===== Supplied information =====

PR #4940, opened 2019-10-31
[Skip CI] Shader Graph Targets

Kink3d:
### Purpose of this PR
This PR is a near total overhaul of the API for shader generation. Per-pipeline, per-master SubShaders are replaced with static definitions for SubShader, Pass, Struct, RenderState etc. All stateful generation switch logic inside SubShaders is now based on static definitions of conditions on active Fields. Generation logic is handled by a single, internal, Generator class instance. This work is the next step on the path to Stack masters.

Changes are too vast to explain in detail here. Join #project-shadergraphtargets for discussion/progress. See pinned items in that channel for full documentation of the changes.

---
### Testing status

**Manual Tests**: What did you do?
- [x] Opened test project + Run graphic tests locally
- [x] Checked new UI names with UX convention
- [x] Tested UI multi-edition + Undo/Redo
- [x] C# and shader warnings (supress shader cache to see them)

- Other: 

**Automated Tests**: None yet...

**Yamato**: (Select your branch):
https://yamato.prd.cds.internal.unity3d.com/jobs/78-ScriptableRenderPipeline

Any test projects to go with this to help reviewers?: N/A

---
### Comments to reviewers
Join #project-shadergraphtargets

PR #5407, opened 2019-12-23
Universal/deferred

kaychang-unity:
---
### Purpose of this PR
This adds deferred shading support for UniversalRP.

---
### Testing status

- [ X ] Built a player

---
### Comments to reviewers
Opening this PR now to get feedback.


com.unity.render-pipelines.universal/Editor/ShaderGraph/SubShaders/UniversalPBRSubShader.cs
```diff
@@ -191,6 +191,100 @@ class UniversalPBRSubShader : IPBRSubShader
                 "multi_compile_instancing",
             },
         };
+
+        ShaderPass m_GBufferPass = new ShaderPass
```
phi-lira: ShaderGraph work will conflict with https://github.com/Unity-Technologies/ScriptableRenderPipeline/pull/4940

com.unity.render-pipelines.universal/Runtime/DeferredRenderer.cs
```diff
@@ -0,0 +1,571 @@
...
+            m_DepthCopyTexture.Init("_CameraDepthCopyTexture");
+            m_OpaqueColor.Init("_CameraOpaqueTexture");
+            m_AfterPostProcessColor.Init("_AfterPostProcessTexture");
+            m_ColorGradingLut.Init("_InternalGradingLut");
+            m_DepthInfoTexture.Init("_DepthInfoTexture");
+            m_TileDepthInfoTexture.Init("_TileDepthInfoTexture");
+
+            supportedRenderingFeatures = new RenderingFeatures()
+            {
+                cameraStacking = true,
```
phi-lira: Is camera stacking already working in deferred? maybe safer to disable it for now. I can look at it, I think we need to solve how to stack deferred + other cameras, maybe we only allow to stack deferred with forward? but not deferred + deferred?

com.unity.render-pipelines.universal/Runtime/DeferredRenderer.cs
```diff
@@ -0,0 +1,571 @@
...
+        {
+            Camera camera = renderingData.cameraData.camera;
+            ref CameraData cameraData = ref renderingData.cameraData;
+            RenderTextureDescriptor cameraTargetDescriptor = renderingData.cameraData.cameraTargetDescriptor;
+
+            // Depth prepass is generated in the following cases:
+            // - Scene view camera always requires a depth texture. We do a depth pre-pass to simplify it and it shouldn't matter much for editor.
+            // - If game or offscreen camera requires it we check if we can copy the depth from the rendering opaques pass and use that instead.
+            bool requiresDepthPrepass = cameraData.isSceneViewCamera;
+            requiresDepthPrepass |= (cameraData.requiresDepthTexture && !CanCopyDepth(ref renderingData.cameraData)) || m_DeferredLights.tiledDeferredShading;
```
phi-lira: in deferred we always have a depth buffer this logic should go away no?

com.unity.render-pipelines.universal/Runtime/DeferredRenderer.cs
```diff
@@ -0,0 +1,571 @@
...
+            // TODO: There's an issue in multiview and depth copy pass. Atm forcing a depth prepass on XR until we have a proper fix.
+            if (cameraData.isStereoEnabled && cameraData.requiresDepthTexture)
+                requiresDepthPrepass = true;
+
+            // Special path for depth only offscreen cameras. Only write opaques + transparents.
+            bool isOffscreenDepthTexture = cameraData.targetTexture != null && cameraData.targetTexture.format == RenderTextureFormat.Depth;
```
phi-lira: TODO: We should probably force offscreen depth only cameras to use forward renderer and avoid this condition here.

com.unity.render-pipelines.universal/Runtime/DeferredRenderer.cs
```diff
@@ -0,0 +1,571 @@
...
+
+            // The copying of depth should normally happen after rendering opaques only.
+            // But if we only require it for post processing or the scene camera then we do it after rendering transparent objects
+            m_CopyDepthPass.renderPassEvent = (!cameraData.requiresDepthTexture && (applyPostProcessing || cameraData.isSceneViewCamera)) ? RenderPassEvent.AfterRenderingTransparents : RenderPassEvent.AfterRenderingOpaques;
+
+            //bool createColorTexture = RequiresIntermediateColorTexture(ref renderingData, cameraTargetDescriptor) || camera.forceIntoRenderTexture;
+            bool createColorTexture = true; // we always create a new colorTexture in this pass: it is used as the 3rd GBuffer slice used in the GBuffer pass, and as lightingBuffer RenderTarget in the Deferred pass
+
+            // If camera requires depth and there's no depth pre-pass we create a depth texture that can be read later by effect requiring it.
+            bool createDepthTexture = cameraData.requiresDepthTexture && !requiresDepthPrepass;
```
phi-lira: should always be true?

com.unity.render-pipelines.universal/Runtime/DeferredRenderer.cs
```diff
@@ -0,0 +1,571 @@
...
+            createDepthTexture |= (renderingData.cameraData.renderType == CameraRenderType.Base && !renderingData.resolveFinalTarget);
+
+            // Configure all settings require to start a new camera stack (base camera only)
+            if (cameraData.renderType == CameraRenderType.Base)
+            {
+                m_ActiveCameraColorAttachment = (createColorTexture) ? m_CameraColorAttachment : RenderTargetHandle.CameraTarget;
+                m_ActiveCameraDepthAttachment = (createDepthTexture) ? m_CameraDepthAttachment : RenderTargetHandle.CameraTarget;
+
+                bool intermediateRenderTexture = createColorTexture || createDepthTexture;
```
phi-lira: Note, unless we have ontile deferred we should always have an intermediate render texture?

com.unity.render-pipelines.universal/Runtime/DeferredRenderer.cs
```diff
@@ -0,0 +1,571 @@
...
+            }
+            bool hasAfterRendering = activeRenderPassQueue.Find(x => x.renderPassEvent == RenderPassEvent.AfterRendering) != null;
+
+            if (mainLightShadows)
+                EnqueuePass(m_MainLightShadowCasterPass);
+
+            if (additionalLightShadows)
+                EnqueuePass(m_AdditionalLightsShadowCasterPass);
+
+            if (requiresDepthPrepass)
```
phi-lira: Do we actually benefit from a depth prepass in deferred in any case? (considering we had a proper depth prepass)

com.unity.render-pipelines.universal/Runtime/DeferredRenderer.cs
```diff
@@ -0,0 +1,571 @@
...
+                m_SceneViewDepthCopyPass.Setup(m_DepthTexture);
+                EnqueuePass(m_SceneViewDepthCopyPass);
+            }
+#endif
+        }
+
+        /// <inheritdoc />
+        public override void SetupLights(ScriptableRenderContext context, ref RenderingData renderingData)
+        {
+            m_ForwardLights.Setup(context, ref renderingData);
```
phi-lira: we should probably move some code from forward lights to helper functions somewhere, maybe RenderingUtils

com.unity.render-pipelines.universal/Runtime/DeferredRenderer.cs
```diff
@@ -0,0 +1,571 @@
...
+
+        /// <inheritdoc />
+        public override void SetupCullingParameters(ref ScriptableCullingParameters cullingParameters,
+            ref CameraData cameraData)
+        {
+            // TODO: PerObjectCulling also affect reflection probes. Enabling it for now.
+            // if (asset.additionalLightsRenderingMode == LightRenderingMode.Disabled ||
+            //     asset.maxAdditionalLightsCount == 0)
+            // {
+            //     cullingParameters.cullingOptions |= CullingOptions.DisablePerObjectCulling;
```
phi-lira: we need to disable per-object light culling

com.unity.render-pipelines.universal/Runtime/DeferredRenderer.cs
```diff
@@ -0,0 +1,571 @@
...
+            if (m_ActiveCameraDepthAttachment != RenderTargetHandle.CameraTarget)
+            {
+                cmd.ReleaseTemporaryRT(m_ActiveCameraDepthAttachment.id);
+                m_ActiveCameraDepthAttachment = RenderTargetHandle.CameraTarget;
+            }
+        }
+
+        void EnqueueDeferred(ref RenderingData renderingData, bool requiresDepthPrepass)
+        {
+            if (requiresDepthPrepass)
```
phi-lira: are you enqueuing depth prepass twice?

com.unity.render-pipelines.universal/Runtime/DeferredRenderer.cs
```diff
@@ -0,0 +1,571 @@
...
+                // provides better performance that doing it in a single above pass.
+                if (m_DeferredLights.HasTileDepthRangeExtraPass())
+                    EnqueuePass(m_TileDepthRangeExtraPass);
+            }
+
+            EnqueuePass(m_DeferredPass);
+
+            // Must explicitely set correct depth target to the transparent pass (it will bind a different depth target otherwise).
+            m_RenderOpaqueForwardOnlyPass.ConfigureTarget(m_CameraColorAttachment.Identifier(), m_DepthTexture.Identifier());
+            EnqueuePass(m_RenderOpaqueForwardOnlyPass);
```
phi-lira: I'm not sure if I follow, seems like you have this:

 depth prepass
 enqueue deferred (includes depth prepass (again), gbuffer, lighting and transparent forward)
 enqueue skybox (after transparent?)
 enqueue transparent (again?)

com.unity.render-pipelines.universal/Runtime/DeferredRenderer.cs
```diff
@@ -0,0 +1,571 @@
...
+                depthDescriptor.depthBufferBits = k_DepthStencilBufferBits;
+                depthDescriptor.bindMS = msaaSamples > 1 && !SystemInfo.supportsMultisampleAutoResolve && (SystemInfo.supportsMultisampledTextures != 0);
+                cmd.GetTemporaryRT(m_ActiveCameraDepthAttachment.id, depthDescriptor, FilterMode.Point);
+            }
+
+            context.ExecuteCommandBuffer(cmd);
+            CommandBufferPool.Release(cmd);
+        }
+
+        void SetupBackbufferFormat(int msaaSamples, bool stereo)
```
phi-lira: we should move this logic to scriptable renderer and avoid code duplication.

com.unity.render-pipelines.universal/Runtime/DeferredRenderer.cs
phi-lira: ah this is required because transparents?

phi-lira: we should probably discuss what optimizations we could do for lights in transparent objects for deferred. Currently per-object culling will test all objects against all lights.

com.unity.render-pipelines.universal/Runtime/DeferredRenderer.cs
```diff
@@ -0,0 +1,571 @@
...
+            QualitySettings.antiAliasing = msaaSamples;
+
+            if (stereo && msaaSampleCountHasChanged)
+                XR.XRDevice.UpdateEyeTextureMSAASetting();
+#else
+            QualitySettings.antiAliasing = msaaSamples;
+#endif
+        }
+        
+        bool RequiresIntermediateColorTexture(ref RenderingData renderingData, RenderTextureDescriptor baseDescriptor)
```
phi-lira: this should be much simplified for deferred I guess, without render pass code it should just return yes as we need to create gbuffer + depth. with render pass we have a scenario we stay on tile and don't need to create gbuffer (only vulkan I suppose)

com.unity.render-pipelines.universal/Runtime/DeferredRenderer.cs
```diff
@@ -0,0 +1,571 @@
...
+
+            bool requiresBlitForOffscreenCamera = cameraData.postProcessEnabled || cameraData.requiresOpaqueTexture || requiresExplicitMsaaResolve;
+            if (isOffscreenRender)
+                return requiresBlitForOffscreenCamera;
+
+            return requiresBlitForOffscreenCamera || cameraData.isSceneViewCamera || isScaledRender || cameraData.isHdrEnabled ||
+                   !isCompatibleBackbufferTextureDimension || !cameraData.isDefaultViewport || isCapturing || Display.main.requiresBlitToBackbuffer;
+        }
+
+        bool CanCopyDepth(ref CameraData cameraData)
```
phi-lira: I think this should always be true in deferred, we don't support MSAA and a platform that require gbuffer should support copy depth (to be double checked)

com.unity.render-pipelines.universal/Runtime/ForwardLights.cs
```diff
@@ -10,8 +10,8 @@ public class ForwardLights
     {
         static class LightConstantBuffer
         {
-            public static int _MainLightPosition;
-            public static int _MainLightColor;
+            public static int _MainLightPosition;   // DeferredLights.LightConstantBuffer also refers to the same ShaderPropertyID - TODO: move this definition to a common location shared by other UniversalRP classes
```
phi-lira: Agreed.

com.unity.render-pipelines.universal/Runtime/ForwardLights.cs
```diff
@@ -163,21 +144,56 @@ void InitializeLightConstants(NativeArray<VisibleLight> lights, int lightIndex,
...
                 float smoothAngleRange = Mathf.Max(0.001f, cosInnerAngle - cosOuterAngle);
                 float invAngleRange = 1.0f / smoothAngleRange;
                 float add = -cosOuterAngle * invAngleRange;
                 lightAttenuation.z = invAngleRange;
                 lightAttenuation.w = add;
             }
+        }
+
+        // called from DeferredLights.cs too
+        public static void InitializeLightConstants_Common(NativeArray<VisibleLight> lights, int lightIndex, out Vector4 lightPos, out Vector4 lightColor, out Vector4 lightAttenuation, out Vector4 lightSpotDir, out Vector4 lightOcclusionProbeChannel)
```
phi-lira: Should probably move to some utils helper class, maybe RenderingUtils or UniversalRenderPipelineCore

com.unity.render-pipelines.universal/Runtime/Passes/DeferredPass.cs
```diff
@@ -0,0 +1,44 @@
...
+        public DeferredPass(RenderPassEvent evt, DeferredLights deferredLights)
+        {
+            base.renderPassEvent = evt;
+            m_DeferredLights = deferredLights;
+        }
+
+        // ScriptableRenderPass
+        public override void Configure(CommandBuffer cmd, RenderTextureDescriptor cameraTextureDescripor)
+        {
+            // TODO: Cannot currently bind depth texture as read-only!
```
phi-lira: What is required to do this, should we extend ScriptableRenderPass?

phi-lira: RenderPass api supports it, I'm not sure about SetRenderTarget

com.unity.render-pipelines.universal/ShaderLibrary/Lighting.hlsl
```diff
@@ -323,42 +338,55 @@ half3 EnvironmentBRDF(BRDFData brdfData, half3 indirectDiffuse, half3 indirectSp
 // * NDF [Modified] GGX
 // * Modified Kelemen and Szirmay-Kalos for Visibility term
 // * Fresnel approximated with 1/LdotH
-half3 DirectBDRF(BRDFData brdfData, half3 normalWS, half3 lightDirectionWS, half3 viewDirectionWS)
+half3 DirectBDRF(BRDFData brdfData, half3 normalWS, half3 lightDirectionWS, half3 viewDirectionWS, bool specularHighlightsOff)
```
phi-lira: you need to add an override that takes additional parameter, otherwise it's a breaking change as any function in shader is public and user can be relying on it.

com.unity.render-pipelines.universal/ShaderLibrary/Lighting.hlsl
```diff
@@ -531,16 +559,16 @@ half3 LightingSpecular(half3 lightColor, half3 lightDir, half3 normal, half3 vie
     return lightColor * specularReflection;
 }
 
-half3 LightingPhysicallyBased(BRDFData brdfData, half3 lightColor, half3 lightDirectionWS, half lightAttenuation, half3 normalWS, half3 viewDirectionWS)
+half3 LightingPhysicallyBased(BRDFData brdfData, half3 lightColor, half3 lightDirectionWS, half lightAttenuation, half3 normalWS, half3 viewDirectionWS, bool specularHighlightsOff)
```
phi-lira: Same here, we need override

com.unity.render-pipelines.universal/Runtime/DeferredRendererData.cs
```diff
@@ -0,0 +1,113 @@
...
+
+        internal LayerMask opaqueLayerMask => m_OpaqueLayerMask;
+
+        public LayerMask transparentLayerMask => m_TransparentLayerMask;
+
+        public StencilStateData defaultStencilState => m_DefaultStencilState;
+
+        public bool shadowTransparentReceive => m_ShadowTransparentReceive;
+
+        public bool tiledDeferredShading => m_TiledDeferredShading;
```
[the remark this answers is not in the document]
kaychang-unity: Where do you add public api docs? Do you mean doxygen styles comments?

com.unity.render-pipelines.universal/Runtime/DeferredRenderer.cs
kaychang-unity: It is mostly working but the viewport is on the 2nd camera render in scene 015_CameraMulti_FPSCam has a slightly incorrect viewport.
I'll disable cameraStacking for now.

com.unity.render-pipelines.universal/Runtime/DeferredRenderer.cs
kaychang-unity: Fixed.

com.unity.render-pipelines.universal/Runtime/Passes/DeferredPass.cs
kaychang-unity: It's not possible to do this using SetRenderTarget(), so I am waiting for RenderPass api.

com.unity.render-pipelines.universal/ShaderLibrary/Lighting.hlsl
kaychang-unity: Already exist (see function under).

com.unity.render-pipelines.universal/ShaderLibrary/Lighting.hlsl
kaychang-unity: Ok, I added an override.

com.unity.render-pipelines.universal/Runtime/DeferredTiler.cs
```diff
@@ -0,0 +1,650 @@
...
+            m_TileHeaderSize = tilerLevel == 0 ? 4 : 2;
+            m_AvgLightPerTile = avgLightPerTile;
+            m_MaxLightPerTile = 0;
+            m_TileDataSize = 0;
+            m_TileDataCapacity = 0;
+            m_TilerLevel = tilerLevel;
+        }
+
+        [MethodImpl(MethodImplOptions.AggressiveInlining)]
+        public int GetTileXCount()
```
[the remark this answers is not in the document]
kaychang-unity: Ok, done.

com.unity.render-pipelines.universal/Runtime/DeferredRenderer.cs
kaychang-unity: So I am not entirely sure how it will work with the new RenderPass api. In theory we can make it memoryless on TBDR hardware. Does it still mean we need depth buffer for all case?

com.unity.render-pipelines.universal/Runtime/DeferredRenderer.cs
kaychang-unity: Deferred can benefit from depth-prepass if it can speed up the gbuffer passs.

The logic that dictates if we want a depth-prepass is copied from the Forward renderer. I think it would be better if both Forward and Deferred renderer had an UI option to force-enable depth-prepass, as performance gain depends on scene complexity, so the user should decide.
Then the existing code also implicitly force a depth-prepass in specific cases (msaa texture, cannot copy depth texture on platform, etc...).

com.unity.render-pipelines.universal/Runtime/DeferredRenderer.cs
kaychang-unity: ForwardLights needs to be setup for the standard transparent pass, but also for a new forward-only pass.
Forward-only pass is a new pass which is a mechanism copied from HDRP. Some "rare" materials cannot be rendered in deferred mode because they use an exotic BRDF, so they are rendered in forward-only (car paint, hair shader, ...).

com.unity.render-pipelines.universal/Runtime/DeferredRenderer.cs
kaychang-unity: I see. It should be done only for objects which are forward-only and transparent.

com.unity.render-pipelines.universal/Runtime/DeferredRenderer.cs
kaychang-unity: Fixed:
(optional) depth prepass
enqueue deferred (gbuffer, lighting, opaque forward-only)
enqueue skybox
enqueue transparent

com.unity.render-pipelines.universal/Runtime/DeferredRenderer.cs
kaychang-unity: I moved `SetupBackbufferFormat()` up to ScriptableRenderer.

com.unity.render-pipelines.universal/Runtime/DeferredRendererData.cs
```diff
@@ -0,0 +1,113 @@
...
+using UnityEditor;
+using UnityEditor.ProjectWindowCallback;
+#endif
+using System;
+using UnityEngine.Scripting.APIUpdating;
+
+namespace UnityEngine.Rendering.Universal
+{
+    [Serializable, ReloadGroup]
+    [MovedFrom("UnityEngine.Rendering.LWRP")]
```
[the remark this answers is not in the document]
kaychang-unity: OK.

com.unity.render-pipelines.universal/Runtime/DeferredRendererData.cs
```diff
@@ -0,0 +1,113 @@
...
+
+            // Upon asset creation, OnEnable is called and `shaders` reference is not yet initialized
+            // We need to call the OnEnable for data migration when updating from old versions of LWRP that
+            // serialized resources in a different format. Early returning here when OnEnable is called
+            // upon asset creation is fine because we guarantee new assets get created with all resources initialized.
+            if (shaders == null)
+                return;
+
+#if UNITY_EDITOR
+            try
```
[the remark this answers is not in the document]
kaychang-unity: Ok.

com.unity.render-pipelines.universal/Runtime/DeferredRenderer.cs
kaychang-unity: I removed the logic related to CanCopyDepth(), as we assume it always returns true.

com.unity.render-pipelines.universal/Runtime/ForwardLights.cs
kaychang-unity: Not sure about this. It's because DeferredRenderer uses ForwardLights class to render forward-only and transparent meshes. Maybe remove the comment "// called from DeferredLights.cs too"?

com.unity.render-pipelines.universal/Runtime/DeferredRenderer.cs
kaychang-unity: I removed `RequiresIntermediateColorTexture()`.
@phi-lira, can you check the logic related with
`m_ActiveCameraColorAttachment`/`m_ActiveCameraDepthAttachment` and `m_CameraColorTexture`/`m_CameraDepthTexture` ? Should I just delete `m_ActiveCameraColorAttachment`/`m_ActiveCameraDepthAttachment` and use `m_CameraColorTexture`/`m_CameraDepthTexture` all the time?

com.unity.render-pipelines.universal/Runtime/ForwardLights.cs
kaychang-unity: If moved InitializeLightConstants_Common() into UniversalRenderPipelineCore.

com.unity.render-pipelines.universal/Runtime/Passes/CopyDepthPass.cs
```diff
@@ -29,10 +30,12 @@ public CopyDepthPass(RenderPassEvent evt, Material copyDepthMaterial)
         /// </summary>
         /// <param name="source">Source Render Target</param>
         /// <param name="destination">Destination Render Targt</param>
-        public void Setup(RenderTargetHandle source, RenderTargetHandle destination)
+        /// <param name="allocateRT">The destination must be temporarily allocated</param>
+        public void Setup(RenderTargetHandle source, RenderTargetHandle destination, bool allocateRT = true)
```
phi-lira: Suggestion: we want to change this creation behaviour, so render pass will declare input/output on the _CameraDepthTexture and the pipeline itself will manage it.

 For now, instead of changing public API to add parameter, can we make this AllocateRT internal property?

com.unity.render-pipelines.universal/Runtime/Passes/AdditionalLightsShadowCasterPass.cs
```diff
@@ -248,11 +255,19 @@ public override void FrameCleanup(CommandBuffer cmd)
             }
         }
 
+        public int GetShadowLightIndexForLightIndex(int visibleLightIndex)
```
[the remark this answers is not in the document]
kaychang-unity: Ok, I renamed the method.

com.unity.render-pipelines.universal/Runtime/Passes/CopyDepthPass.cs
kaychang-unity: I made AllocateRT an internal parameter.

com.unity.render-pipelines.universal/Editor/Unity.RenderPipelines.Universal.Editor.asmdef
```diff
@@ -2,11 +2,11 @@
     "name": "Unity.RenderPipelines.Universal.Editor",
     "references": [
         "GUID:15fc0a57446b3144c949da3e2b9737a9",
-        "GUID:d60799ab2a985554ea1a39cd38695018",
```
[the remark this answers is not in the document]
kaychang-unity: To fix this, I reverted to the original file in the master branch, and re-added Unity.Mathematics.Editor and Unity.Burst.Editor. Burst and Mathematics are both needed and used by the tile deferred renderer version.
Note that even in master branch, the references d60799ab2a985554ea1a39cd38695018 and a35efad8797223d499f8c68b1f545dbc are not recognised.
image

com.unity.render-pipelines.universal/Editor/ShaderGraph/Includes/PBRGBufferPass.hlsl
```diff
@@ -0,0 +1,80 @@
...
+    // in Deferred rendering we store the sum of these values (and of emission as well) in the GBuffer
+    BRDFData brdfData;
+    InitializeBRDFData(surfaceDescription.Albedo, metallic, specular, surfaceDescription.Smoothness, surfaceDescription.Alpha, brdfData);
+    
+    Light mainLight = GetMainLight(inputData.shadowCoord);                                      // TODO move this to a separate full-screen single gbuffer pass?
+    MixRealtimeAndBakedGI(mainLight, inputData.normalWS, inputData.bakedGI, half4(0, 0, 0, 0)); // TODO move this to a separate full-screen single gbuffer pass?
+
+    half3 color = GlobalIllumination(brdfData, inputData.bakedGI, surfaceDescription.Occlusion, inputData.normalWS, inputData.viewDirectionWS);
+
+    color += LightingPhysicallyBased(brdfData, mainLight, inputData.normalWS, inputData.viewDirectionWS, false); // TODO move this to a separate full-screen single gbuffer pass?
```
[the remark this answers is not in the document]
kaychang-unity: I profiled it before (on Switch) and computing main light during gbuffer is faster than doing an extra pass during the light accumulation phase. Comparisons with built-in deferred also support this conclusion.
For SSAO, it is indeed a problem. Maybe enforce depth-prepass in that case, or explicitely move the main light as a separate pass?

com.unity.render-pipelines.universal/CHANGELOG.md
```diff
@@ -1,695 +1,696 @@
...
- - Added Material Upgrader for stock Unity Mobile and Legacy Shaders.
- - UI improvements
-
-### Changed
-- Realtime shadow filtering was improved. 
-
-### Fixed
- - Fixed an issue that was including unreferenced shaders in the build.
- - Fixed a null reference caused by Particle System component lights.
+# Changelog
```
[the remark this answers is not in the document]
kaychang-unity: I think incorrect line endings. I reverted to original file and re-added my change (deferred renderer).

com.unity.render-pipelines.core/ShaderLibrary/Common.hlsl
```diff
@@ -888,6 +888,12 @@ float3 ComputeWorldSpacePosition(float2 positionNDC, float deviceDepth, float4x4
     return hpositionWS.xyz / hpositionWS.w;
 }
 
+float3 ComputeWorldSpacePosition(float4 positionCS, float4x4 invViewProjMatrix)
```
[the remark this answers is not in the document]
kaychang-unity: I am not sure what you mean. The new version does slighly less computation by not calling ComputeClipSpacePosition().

=====

* _What is needed_: Copy all lines from the listing that contain "incorrect".

* _Result for this exercise_:
kaychang-unity: It is mostly working but the viewport is on the 2nd camera render in scene 015_CameraMulti_FPSCam has a slightly incorrect viewport.
kaychang-unity: I think incorrect line endings. I reverted to original file and re-added my change (deferred renderer).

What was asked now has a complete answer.